Work required –
Across the listing below, how many lines have the word "legacy" in them? Provide only the number.

.....

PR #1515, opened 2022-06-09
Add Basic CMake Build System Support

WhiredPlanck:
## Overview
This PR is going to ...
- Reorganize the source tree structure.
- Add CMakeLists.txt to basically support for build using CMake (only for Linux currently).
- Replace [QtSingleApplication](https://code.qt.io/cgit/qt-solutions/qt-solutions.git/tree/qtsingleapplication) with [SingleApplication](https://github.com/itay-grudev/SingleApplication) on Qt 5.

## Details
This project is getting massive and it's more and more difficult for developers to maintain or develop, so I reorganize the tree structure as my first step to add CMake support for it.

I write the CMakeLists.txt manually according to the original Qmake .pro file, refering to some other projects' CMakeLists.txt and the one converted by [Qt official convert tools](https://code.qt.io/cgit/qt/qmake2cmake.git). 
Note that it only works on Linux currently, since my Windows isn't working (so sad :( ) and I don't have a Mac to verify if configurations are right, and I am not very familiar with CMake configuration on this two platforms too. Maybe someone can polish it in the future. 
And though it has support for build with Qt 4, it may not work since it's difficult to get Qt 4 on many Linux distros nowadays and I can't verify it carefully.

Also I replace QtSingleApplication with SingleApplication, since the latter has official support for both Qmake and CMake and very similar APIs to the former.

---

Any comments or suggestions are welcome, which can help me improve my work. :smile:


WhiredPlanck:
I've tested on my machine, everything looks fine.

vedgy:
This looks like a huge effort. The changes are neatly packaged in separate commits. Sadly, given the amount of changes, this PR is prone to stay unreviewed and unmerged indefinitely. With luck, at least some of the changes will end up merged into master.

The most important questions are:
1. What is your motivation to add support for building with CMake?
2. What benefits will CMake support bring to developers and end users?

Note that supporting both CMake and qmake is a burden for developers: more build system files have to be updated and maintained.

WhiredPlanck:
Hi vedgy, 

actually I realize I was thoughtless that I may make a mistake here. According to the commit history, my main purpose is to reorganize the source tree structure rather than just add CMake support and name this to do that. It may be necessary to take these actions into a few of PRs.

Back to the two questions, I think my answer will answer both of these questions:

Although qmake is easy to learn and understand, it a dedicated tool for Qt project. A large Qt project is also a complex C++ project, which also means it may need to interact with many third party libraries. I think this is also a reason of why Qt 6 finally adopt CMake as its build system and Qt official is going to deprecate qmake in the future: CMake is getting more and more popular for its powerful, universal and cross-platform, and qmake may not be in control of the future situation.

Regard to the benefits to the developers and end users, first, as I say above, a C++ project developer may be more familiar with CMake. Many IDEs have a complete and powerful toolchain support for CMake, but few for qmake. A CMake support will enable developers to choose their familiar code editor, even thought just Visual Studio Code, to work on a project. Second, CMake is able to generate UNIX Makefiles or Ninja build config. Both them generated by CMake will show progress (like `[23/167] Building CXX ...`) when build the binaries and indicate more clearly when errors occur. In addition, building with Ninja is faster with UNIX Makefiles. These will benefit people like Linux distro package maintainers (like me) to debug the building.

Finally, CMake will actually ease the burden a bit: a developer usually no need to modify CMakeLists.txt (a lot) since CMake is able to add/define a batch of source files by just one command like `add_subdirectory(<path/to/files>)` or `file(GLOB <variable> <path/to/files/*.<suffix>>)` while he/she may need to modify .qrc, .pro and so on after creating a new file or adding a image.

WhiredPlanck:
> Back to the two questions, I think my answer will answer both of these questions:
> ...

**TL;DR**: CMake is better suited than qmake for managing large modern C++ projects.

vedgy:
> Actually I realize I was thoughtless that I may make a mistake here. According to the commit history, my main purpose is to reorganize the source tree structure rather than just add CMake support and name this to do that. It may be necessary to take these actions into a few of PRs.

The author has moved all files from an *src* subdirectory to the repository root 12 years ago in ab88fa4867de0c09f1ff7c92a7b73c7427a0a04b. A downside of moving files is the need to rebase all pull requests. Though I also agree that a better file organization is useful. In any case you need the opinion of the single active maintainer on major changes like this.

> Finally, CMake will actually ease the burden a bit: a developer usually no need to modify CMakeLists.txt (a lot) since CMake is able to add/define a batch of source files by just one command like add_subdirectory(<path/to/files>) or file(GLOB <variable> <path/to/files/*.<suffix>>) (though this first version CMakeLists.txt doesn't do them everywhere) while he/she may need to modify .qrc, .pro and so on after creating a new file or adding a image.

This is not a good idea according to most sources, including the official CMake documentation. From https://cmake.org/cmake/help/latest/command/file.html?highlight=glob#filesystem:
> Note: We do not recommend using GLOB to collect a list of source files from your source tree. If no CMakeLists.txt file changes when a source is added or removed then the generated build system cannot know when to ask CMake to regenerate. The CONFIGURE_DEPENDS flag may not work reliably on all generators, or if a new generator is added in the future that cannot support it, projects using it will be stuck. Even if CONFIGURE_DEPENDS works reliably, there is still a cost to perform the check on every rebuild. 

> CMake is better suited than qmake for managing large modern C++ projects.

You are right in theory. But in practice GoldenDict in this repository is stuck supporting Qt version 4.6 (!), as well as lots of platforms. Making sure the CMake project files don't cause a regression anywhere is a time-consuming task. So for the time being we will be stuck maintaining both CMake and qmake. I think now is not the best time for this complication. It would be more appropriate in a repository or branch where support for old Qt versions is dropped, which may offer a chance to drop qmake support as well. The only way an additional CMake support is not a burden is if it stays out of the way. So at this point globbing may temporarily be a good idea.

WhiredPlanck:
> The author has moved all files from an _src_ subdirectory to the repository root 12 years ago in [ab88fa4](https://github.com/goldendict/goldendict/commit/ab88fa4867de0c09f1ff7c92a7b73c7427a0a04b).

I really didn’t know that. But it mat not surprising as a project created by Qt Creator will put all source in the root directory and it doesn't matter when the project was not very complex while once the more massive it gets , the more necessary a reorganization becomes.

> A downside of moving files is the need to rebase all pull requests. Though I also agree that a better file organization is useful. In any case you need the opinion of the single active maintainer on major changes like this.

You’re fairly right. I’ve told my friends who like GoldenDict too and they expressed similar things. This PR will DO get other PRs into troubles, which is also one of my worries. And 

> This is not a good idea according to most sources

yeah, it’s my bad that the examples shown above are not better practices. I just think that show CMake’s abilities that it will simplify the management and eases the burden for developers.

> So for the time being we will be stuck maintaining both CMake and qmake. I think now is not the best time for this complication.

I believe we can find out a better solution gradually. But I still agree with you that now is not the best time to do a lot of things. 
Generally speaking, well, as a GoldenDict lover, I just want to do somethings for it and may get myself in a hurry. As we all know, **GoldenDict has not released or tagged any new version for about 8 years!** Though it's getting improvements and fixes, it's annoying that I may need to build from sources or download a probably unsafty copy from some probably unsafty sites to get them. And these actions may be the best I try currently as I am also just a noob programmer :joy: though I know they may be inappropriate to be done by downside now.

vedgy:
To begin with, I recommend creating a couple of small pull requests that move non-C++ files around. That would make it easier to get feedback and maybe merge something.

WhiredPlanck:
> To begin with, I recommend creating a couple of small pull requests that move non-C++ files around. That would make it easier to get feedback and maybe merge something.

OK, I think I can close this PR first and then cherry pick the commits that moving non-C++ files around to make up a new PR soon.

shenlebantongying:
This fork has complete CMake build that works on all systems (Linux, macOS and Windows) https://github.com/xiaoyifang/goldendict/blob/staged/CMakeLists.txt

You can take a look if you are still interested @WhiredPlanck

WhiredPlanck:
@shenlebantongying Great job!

.....

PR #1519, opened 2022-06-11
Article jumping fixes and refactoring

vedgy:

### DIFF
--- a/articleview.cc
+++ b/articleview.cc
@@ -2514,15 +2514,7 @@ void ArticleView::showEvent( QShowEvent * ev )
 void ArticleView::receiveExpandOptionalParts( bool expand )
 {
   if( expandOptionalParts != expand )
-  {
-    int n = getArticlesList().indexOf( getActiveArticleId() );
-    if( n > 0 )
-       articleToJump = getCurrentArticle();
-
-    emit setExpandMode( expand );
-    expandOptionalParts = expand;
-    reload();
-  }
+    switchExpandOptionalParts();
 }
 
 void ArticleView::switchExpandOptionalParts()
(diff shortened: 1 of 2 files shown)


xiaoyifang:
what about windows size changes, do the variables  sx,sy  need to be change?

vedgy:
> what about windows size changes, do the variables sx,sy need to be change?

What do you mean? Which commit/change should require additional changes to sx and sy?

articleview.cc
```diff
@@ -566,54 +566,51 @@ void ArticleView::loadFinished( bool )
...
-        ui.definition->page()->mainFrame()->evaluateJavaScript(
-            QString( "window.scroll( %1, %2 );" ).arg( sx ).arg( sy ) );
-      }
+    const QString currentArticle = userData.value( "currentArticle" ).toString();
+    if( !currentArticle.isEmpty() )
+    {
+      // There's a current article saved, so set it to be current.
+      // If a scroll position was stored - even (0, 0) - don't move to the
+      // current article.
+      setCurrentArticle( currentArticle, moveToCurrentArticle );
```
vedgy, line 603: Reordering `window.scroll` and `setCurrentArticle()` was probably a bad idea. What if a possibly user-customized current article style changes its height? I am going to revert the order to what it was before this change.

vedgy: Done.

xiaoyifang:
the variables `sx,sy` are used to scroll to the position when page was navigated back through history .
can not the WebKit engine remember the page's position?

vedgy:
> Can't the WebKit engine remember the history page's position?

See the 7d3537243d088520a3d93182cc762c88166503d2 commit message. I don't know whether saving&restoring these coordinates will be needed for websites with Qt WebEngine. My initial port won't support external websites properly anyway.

.....

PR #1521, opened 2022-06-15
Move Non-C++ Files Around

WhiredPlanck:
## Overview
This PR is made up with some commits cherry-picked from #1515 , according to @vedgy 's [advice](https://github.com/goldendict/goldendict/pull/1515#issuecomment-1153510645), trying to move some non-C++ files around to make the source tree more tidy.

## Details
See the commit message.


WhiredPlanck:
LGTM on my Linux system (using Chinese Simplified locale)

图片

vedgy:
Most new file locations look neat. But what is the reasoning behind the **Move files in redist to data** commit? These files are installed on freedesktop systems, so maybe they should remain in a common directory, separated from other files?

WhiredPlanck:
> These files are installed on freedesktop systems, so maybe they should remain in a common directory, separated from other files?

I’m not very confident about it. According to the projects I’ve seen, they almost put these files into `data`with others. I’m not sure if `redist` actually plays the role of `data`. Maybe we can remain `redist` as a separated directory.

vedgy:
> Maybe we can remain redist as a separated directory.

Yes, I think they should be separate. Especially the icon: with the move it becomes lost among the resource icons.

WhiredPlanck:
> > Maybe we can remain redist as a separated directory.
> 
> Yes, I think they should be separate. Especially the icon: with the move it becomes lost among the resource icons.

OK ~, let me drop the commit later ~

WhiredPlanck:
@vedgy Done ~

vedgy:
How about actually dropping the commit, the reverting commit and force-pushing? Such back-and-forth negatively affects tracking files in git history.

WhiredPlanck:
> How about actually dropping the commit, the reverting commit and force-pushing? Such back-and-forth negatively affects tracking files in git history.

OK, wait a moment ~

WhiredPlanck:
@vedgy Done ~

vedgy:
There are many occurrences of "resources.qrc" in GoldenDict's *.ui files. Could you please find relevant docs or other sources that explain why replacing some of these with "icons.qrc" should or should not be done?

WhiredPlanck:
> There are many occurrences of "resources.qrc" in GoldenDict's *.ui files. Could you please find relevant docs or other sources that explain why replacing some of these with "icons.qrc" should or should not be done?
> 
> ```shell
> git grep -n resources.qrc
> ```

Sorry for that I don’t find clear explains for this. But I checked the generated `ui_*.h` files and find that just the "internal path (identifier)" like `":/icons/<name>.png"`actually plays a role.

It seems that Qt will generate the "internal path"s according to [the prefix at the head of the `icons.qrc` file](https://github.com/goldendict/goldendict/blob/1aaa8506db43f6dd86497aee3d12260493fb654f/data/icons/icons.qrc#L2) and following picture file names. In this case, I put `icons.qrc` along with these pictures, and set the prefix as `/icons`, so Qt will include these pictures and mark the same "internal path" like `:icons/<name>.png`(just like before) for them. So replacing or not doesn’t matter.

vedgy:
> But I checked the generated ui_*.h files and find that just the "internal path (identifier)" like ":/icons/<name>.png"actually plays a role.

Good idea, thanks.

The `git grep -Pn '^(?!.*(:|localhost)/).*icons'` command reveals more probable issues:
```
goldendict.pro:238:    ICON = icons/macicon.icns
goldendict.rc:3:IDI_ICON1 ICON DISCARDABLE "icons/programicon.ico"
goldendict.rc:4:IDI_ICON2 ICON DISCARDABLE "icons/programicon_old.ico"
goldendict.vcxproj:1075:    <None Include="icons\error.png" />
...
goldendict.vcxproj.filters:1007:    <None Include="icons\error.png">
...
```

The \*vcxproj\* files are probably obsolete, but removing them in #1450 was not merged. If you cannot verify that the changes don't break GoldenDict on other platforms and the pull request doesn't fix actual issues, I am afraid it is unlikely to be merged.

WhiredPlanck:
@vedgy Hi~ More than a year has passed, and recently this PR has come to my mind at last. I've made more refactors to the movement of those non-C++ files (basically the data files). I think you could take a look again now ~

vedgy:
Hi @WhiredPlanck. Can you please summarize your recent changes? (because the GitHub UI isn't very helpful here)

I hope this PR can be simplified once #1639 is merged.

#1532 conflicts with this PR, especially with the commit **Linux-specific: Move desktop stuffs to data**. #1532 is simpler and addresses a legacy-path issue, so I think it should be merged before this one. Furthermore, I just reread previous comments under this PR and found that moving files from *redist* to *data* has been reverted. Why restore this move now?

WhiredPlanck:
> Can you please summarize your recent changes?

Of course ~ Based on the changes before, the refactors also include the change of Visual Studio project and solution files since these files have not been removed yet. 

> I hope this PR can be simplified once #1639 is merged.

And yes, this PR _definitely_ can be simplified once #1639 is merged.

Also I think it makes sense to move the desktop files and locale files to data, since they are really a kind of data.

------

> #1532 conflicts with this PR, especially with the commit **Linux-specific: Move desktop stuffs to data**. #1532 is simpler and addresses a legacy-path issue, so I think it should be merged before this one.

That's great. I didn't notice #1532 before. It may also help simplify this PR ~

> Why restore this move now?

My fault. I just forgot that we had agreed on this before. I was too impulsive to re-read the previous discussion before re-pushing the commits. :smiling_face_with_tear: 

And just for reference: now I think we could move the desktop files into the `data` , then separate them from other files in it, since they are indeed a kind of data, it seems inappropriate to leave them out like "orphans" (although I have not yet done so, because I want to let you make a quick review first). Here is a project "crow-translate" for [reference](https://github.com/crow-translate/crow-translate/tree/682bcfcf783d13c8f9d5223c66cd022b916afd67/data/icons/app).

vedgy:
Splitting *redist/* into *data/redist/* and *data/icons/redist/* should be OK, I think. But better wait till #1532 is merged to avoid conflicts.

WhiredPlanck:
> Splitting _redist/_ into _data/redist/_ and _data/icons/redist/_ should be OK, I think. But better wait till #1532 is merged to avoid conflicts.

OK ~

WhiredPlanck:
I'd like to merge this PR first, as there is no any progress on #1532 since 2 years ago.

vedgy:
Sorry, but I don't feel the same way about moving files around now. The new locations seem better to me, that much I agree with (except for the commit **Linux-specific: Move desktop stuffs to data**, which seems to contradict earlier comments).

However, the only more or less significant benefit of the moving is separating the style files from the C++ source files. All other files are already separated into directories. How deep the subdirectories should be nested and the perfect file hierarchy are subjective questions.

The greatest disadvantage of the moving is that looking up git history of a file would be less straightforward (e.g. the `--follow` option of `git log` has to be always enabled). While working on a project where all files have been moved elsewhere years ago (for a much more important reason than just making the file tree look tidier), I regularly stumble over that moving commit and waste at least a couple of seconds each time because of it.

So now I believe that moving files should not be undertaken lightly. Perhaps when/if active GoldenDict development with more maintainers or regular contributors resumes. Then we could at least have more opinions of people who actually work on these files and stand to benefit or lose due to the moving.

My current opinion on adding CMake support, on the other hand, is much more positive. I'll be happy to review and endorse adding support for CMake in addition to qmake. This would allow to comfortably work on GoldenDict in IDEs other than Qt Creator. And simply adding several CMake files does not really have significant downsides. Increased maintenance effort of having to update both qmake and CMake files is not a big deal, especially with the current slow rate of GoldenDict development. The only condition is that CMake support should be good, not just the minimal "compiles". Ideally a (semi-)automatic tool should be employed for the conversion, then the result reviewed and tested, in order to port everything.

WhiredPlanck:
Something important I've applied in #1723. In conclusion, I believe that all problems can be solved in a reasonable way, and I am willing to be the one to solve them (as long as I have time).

.....

Answer area –
2